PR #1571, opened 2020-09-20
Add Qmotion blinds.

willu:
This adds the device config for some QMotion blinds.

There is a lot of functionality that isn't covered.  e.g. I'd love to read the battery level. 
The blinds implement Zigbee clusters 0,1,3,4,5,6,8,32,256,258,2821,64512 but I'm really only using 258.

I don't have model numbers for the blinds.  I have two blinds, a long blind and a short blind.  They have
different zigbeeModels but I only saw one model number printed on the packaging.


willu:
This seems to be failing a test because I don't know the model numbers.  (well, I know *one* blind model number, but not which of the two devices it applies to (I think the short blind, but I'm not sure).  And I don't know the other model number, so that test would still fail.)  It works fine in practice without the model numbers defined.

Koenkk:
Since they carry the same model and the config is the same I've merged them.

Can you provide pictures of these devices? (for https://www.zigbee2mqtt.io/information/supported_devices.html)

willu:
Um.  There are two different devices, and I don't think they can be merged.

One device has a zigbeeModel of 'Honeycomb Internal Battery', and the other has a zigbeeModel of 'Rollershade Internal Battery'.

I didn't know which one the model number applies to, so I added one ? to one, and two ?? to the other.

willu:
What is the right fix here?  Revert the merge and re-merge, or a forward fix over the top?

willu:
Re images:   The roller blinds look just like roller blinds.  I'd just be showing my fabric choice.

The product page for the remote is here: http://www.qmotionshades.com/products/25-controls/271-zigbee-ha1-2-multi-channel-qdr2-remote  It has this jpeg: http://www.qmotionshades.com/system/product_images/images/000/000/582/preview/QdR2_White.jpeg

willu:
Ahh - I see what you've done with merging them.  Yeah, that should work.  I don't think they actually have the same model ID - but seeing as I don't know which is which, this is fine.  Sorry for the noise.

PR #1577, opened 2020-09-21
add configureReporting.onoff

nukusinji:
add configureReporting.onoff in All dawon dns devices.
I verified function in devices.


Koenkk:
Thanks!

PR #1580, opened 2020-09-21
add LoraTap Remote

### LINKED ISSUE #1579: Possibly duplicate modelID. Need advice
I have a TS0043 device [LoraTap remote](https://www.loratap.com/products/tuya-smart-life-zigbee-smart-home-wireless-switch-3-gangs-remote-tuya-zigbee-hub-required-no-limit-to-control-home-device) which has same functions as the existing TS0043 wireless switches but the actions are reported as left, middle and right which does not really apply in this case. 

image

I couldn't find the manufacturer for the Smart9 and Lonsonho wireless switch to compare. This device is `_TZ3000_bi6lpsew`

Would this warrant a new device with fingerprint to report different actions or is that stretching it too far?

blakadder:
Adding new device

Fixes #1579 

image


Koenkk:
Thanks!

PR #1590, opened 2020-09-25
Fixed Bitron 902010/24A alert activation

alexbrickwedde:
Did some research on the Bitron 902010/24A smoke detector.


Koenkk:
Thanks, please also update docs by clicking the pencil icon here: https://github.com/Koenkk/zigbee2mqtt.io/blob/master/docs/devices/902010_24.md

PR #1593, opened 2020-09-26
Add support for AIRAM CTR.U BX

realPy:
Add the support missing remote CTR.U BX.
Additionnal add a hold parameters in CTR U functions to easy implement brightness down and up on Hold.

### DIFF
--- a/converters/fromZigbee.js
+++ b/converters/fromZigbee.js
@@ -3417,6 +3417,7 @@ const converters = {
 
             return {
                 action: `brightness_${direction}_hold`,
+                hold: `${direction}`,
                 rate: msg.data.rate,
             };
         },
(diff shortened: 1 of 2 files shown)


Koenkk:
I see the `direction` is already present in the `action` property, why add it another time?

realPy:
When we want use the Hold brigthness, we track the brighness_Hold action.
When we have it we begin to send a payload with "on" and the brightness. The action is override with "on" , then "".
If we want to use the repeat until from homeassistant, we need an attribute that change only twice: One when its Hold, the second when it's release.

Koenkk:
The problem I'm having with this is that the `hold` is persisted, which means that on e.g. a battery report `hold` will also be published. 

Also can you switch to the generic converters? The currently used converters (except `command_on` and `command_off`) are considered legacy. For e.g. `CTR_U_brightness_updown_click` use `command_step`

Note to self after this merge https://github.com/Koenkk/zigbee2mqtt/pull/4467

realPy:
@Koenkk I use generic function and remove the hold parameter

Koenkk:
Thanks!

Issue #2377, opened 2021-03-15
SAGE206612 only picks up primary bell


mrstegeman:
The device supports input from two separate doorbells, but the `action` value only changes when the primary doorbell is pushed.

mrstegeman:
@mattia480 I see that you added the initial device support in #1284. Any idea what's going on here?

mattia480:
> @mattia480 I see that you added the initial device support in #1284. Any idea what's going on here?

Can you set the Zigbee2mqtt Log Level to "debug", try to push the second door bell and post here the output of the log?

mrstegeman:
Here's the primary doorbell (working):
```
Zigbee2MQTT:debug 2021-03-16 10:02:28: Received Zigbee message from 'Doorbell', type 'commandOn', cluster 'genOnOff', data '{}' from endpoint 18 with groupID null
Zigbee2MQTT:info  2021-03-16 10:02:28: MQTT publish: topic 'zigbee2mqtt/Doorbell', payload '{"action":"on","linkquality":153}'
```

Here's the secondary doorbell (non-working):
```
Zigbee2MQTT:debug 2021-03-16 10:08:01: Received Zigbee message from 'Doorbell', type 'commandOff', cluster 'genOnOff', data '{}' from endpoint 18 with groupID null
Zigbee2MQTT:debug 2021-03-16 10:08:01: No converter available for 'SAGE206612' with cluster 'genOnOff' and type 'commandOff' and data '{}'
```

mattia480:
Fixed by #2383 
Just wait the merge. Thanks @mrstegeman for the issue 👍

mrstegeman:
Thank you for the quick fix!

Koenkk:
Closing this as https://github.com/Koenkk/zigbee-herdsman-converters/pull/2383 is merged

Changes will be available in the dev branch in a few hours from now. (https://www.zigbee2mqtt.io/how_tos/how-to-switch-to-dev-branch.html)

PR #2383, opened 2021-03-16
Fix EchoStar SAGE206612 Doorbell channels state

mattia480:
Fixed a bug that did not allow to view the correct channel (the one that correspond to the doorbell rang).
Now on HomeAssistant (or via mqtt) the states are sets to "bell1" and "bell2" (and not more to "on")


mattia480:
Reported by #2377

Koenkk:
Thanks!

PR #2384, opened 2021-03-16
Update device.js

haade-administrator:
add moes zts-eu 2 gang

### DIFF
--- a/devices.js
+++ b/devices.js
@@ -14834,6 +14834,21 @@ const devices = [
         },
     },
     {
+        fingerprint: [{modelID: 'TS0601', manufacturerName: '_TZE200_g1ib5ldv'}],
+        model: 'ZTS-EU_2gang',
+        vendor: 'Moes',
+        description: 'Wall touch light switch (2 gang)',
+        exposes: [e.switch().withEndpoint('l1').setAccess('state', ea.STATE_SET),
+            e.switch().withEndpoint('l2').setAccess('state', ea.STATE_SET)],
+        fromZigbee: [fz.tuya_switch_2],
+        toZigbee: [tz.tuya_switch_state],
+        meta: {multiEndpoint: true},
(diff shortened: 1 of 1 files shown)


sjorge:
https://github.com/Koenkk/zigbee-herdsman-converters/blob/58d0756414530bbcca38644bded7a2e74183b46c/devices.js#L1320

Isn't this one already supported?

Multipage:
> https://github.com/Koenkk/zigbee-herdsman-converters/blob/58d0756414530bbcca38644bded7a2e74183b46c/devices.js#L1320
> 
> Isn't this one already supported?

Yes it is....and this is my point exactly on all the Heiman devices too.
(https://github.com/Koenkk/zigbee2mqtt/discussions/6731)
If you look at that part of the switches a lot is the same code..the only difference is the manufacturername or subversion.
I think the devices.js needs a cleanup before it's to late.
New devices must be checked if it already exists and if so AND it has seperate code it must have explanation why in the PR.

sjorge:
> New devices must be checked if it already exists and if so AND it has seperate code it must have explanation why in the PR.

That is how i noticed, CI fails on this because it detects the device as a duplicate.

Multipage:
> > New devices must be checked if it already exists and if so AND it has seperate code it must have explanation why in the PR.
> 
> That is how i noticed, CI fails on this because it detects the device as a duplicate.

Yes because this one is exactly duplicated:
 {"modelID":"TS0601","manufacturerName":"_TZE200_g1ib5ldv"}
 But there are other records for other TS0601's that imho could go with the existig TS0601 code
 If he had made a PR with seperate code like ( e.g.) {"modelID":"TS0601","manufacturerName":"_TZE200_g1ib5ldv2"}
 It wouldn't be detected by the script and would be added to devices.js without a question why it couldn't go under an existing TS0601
- - - - -
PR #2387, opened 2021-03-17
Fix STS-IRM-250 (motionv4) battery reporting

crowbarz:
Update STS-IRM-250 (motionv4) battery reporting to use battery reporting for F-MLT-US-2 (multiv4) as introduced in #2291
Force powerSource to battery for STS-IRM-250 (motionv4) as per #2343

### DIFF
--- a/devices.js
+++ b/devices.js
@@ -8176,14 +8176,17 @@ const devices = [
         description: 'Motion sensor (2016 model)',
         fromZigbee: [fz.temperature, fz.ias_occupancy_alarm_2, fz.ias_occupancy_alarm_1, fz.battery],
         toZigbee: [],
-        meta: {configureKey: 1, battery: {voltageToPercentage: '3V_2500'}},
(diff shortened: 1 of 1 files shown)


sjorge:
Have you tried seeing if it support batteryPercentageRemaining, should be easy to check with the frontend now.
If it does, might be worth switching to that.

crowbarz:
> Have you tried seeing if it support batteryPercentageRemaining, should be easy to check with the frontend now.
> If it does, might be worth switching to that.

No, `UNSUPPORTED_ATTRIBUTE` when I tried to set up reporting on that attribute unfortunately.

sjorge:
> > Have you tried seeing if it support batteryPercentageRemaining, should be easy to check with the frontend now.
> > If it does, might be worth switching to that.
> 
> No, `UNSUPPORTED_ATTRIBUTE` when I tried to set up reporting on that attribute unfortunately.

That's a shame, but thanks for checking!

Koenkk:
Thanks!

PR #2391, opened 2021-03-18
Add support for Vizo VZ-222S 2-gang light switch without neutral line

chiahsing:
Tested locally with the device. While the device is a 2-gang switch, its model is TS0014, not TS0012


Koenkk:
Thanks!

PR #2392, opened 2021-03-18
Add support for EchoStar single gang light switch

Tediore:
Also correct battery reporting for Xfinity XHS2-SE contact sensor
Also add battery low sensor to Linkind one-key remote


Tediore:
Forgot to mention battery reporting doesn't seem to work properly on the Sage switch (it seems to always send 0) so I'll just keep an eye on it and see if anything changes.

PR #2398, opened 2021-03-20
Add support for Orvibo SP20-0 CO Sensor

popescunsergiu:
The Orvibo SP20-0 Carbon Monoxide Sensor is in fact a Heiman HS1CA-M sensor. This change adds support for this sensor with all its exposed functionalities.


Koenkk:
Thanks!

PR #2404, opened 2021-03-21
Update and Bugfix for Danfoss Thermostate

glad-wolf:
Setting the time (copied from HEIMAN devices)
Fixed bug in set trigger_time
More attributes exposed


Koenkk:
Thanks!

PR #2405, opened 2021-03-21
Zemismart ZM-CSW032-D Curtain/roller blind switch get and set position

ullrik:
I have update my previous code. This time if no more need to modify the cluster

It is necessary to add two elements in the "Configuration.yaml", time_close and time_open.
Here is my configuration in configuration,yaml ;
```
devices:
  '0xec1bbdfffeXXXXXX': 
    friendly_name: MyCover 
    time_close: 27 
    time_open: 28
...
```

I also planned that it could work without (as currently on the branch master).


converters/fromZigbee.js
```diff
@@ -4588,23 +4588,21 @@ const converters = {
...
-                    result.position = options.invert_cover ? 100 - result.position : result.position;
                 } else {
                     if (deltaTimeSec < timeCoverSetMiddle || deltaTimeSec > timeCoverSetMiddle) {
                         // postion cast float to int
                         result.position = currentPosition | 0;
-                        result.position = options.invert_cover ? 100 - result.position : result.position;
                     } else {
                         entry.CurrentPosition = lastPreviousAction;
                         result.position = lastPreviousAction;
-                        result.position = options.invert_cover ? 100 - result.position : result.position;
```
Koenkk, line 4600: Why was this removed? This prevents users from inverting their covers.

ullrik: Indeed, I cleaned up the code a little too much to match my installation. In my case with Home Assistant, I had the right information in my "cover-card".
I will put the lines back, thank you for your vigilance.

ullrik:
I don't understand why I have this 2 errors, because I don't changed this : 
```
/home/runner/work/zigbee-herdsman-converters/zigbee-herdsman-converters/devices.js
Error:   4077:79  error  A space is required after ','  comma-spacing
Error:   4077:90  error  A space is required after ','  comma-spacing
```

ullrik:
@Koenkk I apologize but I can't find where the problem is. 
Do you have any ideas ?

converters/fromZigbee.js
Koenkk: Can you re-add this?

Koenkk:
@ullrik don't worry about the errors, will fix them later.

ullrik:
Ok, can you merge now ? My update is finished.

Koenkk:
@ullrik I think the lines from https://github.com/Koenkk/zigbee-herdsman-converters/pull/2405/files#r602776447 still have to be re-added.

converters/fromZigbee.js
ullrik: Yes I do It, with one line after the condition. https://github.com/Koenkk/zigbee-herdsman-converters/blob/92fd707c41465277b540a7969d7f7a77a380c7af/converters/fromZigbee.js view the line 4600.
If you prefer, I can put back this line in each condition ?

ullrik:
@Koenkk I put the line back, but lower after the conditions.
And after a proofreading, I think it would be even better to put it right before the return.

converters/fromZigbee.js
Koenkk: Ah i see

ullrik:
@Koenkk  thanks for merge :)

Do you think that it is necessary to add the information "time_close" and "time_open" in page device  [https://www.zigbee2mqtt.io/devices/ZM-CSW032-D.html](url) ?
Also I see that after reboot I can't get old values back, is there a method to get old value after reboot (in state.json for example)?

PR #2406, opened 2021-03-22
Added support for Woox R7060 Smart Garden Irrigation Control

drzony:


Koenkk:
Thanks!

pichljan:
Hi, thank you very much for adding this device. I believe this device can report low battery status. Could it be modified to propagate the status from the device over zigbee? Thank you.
- - - - -
WHAT TO DO: Above are the records; from them, give again exactly the lines from the one containing "PR #1571, opened 2020-09-20" through the one containing "There is a lot", both included.

REPLY:
PR #1571, opened 2020-09-20
Add Qmotion blinds.

willu:
This adds the device config for some QMotion blinds.

There is a lot of functionality that isn't covered.  e.g. I'd love to read the battery level. 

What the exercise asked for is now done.